_Records for processing_
PR #1308, opened 2026-03-17
rdx startup shutdown

reesep5:


ihmc-interfaces/src/main/messages/ihmc_interfaces/controller_msgs/msg/EStopMasterGainStatusMessage.msg
```diff
@@ -1,5 +1,11 @@
 # A message for allowing operator to observe the status of various startup/shutdown variables often required for robot operation
 
+# Current startup status
+bool startup_in_progress
```
stefanfasano: it looks like the in_progress ones didn't get generated in the other classes. Do we want those guys?

reesep5: Oh, that was accidental. I need to remove those

stefanfasano (approved):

_Instructions to follow_
Output only the lines running from the line with "rdx startup shutdown" through the final line of the data, inclusive.

_Finished task_
rdx startup shutdown

reesep5:


ihmc-interfaces/src/main/messages/ihmc_interfaces/controller_msgs/msg/EStopMasterGainStatusMessage.msg
```diff
@@ -1,5 +1,11 @@
 # A message for allowing operator to observe the status of various startup/shutdown variables often required for robot operation
 
+# Current startup status
+bool startup_in_progress
```
stefanfasano: it looks like the in_progress ones didn't get generated in the other classes. Do we want those guys?

reesep5: Oh, that was accidental. I need to remove those

stefanfasano (approved):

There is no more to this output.